Got Our Mojo Workin' - Jeff Fecke writes Blog of the Moderate Left.
He did a piece last Friday, claiming that the left - lefty blogs - had seized the initiative:
"Before the war, the righty blogs had all the mojo. Reading Insty or Lileks or Mitch Berg's site was fun, because they were so damn giddy. They knew they had the momentum, they knew the big issue of the day favored them, and they were joyous.A couple of key points here:Meanwhile, the lefty blogs were either dispairing or furious or, in my case (and a few more notable cases, like TPM), circumspect. The left knew we were on the wrong side of the White House door, and while not all of us opposed the war outright, most all of us were leery, to say the least, at the way the war was sold and prosecuted.
Fast-forward six months, and look around. Kos is at the top of his game, Josh Marshall is witty as Hell, Pandagon has found his voice, Atrios rules, and...well, pretty much any lefty blog you stumble into is sweetness and light, while righty sites grumble about media coverage and why people don't see things like they do.
And I realize something:
We've got the mojo now."
Conservatives have the ball. Once you get the ball - and get over the giddiness of fielding the punt - you have to move the ball down the field.

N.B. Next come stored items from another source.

Issue #1472, opened 2023-03-31
BasicFormat does not add whitespace between end of previous closure and argument name for multi-trailing closures


bnbarham:
```  
func testMultiTrailingClosure() {
  var input = Parser("""
    foo { _ in
    }anotherClosure: { _ in
    }
    """)
  let call = ExprSyntax.parse(from: &input)

  let formatted = call.formatted()
  assertStringsEqualWithDiff(formatted.description, """
    foo { _ in
    } anotherClosure: { _ in
    }
    """)
}
```

Produces:
```
failed - Actual output (+) differed from expected output (-):
–foo { _ in
–} anotherClosure: { _ in
+foo { _ in 
+}anotherClosure: { _ in 
 }
```
ie. extra space after `in` and no space after `}`.

ahoppen:
Fixed by https://github.com/apple/swift-syntax/pull/1569.

PR #1511, opened 2023-04-09
Add test cases for spaces between attributes

### LINKED ISSUE #1504: `BasicFormat` doesn't add spaces between attributes
### Description

When using `AttributeListBuilder`, the build result (formatted by `BasicFormat`) doesn't have spaces between each attributes, which is ill-formed in Swift.

### Steps to Reproduce

```swift
let builder = AttributeListSyntax {
  AttributeSyntax("@inlinable")
  AttributeSyntax("@discardableResult")
}
print(builder) // @inlinable@discardableResult
```

kimdv:
Add test cases for #1504

### DIFF
--- a/Tests/SwiftSyntaxBuilderTest/FunctionTests.swift
+++ b/Tests/SwiftSyntaxBuilderTest/FunctionTests.swift
@@ -165,6 +165,47 @@ final class FunctionTests: XCTestCase {
       ),
       #line: (
         DeclSyntax(
+          """
+          @discardableResult
+          public func foo() -> String {
+            return "foo"
+          }
+          """
+        ),
+        """
+        @discardableResult
+        public func foo() -> String {
+          return "foo"
+        }
+        """
+      ),
+      #line: (
+        DeclSyntax(
+          FunctionDeclSyntax(
+            attributes: [.attribute(AttributeSyntax("@inline(__always)")), .attribute(AttributeSyntax("@discardableResult"))],
+            modifiers: [DeclModifierSyntax(name: .keyword(.public))],
+            identifier: TokenSyntax.identifier("foo"),
+            signature: FunctionSignatureSyntax(
+              input: ParameterClauseSyntax(
+                parameterList: FunctionParameterListSyntax {}
+              ),
+              output: ReturnClauseSyntax(
+                returnType: SimpleTypeIdentifierSyntax(name: .identifier("String"))
+              )
+            ),
+            bodyBuilder: {
+              StmtSyntax(#"return "foo""#)
+            }
+          )
+        ),
+        """
+        @inline(__always) @discardableResult public func foo() -> String {
+            return "foo"
+        }
+        """
+      ),
+      #line: (
+        DeclSyntax(
           FunctionDeclSyntax(
             modifiers: [DeclModifierSyntax(name: .keyword(.public)), DeclModifierSyntax(name: .keyword(.static))],
             identifier: TokenSyntax.identifier("=="),
--- a/CodeGeneration/Sources/SyntaxSupport/CommonNodes.swift
+++ b/CodeGeneration/Sources/SyntaxSupport/CommonNodes.swift
@@ -16,8 +16,7 @@ public let COMMON_NODES: [Node] = [
     name: "CodeBlockItemList",
     nameForDiagnostics: nil,
     kind: "SyntaxCollection",
-    element: "CodeBlockItem",
-    elementsSeparatedByNewline: true
+    element: "CodeBlockItem"
   ),
 
   // code-block-item = (decl | stmt | expr) ';'?
--- a/CodeGeneration/Sources/SyntaxSupport/DeclNodes.swift
+++ b/CodeGeneration/Sources/SyntaxSupport/DeclNodes.swift
@@ -111,8 +111,7 @@ public let DECL_NODES: [Node] = [
     name: "AccessorList",
     nameForDiagnostics: nil,
     kind: "SyntaxCollection",
-    element: "AccessorDecl",
-    elementsSeparatedByNewline: true
+    element: "AccessorDecl"
   ),
 
   // (value)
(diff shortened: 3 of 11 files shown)


Sources/SwiftBasicFormat/generated/BasicFormat.swift
```diff
@@ -245,6 +247,8 @@ open class BasicFormat: SyntaxRewriter {
      (.postfixQuestionMark, .rightAngle), // Ensures there is not a space in `ContiguousArray<RawSyntax?>`
      (.postfixQuestionMark, .rightParen): // Ensures there is not a space in `myOptionalClosure?()`
       return false
+    case (.identifier, .keyword):
```
stevapple, line 250: Add a comment explaining what it’s going to solve?

CodeGeneration/Sources/SyntaxSupport/AttributeNodes.swift
```diff
@@ -19,7 +19,8 @@ public let ATTRIBUTE_NODES: [Node] = [
     element: "Syntax",
     elementName: "Attribute",
     elementChoices: ["Attribute", "IfConfigDecl"],
-    omitWhenEmpty: true
+    omitWhenEmpty: true,
+    elementsSeparatedByNewline: true
```
stevapple, line 23: We may need `elementsSeparatedBySpace` instead… Splitting the attribute list with newlines looks terrible, especially when they’re applied to a declaration without leading newline trivia.

Tests/SwiftSyntaxBuilderTest/FunctionTests.swift
```diff
@@ -163,6 +163,45 @@ final class FunctionTests: XCTestCase {
...
+        """
+        @discardableResult public func foo() -> String {
+            return "foo"
+        }
+        """
+      ),
+      #line: (
+        DeclSyntax(
+            FunctionDeclSyntax(
+                attributes: [.attribute(AttributeSyntax("@discardableResult"))],
```
stevapple, line 183: Try multiple attributes here?

stevapple (changes requested):

kimdv:
Do you think we should add newline or a whitespace between @stevapple?

stevapple:
I would prefer whitespaces to newlines for wherever it's applicable (aka. legal in Swift).

kimdv:
I've been looking into some swift code and cannot conclude what is the best practice to do or if the `BasicFormat` should support it. 
IMO a newline is fine so it will generate valid swift and we can use what we already have. 

Then we can also avoid having the special handling `case (.identifier, .keyword):` inside `BasicFormat`

What do you think of that?

stevapple:
Newlines are not very bad, but the current implementation will produce
```swift
@inlinable
@discardableResult
@available(*, deprecated, message: "Use print directly instead") public func hello() -> Int {
    print("Hello world!")
    return 0
}
```
which looks really weird.

The main reason to prefer whitespace is that, when we want to a newline we can always add `.with(\.trailingTrivia, .newline)`, but if we default to newline the reverse just won’t work.

stevapple:
Separating attributes with newlines maybe more troublesome than it seems… After some investigation.

```swift

let buildable = FunctionDeclSyntax(
  identifier: "hello",
  signature: .init(
    input: .init(
      parameterList: [
        FunctionParameterSyntax(
          attributes: [.attribute("@NameBuilder")],
          firstName: "name",
          type: AttributedTypeSyntax(
            attributes: [.attribute("@escaping"), .attribute("@Sendable")],
            baseType: FunctionTypeSyntax(
              arguments: [],
              output: .init(returnType: TypeSyntax("String"))
            )
          )
        )
      ]
    )
  ),
  body: .init(
    statements: [
      .init(item: .decl(#"print("Hello, \(name())!")"#))
    ]
  )
)
print(buildable.formatted())
```

Gives:
```swift
func hello(
    @NameBuilder
    name: 
    @escaping
    @Sendable
    () -> String) {print("Hello, \(name())!")
}
```

Which is, IMO, valid but almost unacceptable.

kimdv:
I see.. hmm.
Then we either should handle case by case or only add white space and let users add new line.

stevapple:
I would suggest the latter, leaving case-by-case formatting for `swift-format`.

ahoppen:
> At least we should have a way to opt out of these new lines, which I didn’t see at the moment.

Just for the record, I don’t think we should add many customization options to `BasicFormat`. It is called `BasicFormat` for a reason: It’s goal is to format a SwiftSyntax tree in a way that, most importantly, parses and, secondly, doesn’t look terrible. I am fine with requiring users to subclass `BasicFormat` if they want to customize it.

stevapple:
@ahoppen I didn’t meant to add the option to `BasicFormat` actually. In existing APIs we already can use explicit newlines over spaces by setting the trivia manually, without touching `BasicFormat` at all.

You can see my use case in https://github.com/teco-project/teco-code-generators, which is used to generate ~1 million lines of nice-looking code with `SwiftSyntaxBuilder`, with little modification to `BasicFormat`.

kimdv:
@ahoppen changed this to add some test cases that for #1504

kimdv:
@swift-ci please test

Tests/SwiftSyntaxBuilderTest/SourceFileTests.swift
```diff
@@ -31,13 +31,12 @@ final class SourceFileTests: XCTestCase {
     assertBuildResult(
       source,
       """
-      import Foundation
-      import UIKit
+      import Foundation 
+      import UIKit
```
stevapple, line 35: Looks like a regression here. Is this intentional?

stevapple (approved):
Looks good overall!

stevapple:
Should there be test cases for #1472 and #1551 too?

kimdv:
@swift-ci please test

kimdv:
@swift-ci please test windows

Tests/SwiftSyntaxBuilderTest/TriviaTests.swift
```diff
@@ -83,12 +83,14 @@ final class TriviaTests: XCTestCase {
           AttributeSyntax(attributeName: TypeSyntax("A")).with(\.trailingTrivia, .space)
           AttributeSyntax(attributeName: TypeSyntax("B")).with(\.trailingTrivia, .space)
         },
-        "@A @B "
+        """
+        @A @B
```
ahoppen, line 87: I would prefer this string literal to continue being single line so you can actually see the trailing whitespace.

ahoppen (approved):

kimdv:
@swift-ci please test

PR #1517, opened 2023-04-12
Address default parameter regressions and add tests for `ForInStmtSyntax`

### LINKED ISSUE #1515: Various `ForInStmtSyntax` builder regressions
### Description

We've found a series of regressions when building `ForInStmtSyntax`, including:
- `awaitKeyword` is defaulted to `.keyword(.await)` instead of `nil`, which is unexpected for most users;
- `BasicFormat` fails to add spacing after `awaitKeyword`;
- `BasicFormat` fails to add newline after left brace.

### Steps to Reproduce

```swift 
let buildable = ForInStmtSyntax(pattern: PatternSyntax("element"), sequenceExpr: ExprSyntax("array")) {
  DeclSyntax("print(element)")
}
print(buildable.formatted())
```
Outputs:
```swift
for awaitelement in array {print(element)
}
```
Expected:
```swift
for element in array {
    print(element)
}
```

stevapple:
Fixes #1515


ahoppen:
The problem here is that for some reason we are generating the `.keyword(.await)` default parameter for the initializer even though the child is marked as optional. I’m not sure why that is but I think this would be the thing that needs fixing. The child declaration as `kind: .token(choices: [.keyword(text: "await")]),` is correct.

Could you look into what’s causing us to generate `.keyword(.await)` instead of `nil`, which is what I would expect?

stevapple:
It turns out to be a pretty large fix… We used to have two different implementations of `defaultInitialization`, and both are not really correct. One of them caused the `awaitKeyword` regression in `SwiftSyntaxBuilder`, while the other synthesized wrong defaults for a series of identifier and operator tokens in `SwiftSyntax`.

ahoppen (approved):
Thank you 🙏🏽 This is so much better. And it fixes the case where we incorrectly generate `IdentifierToken` default values 😍

ahoppen:
@swift-ci Please test

ahoppen:
@swift-ci Please test Windows

kimdv:
Looks like there is some formatting issues.
Can you format it again? 😄

stevapple:
> Can you format it again? 😄

Done:)

kimdv:
@swift-ci please test

kimdv:
@swift-ci please test

kimdv:
@swift-ci please test windows

PR #1520, opened 2023-04-12
Fix escape handling for emoji `#️⃣` in string literals

kishikawakatsumi:
This pull request addresses an issue with the escape handling when counting the number of `#` characters in string literals. Previously, the code didn't consider the emoji `#️⃣` presence. This resulted in incorrect escape counts.

For example, the string literal generated from the string `foo "#️⃣"bar` would be `##"foo "#️⃣"bar "##`, but the current implementation generates `#"foo "#️⃣"bar "#`. This literal will result in a compile error because the escape is incomplete.


ahoppen (approved):
Thanks. This looks good to me

ahoppen:
@swift-ci Please test

ahoppen:
Thanks for contributing to Swift @kishikawakatsumi!

Issue #1528, opened 2023-04-13
Add documentation for all syntax nodes and their children


ahoppen:
SwiftSyntax’s nodes are currently mostly lacking any documentation. It would be a great community effort to add a description to to every node and every child. Writing documentation for some nodes and children will be easier than for other. The expectation is that if there are any non-obvious things to point out, the documentation should do so. I am happy to help if the semantics of a node or a child are not clear.

To make sure we don’t have multiple PRs adding documentation for the same node please add a comment to this issue with the node(s) you are working on. If you have commit access to this repository, you can also assign a node modify the issue and assign a node to yourself by marking it as ticked and adding your name behind it.

https://github.com/apple/swift-syntax/pull/1527 contains an example of how the documentation of a syntax node could look like.

- [ ] `AccessorBlockSyntax`
- [ ] `AccessorDeclSyntax`
- [ ] `AccessorEffectSpecifiersSyntax`
- [ ] `AccessorParameterSyntax`
- [ ] `AccessPathComponentSyntax`
- [ ] `ActorDeclSyntax`
- [ ] `ArrayElementSyntax`
- [ ] `ArrayExprSyntax`
- [ ] `ArrayTypeSyntax`
- [ ] `ArrowExprSyntax`
- [ ] `AsExprSyntax`
- [ ] `AssignmentExprSyntax`
- [ ] `AssociatedtypeDeclSyntax`
- [ ] `AttributedTypeSyntax`
- [ ] `AttributeSyntax`
- [ ] `AvailabilityArgumentSyntax`
- [ ] `AvailabilityConditionSyntax`
- [ ] `AvailabilityEntrySyntax`
- [ ] `AvailabilityLabeledArgumentSyntax`
- [ ] `AvailabilityVersionRestrictionListEntrySyntax`
- [ ] `AvailabilityVersionRestrictionSyntax`
- [ ] `AwaitExprSyntax`
- [ ] `BackDeployedAttributeSpecListSyntax`
- [ ] `BinaryOperatorExprSyntax`
- [ ] `BooleanLiteralExprSyntax`
- [ ] `BorrowExprSyntax`
- [ ] `BreakStmtSyntax`
- [ ] `CaseItemSyntax`
- [ ] `CatchClauseSyntax`
- [ ] `CatchItemSyntax`
- [ ] `ClassDeclSyntax`
- [ ] `ClassRestrictionTypeSyntax`
- [ ] `ClosureCaptureItemSpecifierSyntax`
[...]

PR #1589, opened 2023-04-26
SyntaxSupport Node Documentation: StructDecl

andrewjl:
#1528

### DIFF
--- a/CodeGeneration/Sources/SyntaxSupport/DeclNodes.swift
+++ b/CodeGeneration/Sources/SyntaxSupport/DeclNodes.swift
@@ -1805,6 +1805,63 @@ public let DECL_NODES: [Node] = [
   Node(
     name: "StructDecl",
     nameForDiagnostics: "struct",
+    description: """
+          A struct declaration like the following.
+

And the hogs on the front line - conservatives and Republicans nationwide, in the streets and on the internet - are hunkering down, listening to the Democrat cheerleaders prancing about the left sideline: "We got the mojo! Look at the polls!", waiting for the snap, listening for an audible ...
Mojo, Schmojo. We've got the ball. Until they get the ball away from us, it's our game to lose. By the same token, it's ours to win.
We're in that in-between time - no major news is going on, just the daily grind of winning a limited counterinsurgency war, conducting a war on terror that's moved to the shadows, out of media range, and carrying out politics-as-usual in a country that barely realizes it's at war, getting ready for an election (against a full-court hostile media press). It's not a time for giddiness, for "mojo"; it's a time for hard work and grim determination.
Third and five is not about giddiness or mojo. It's about toughing it out.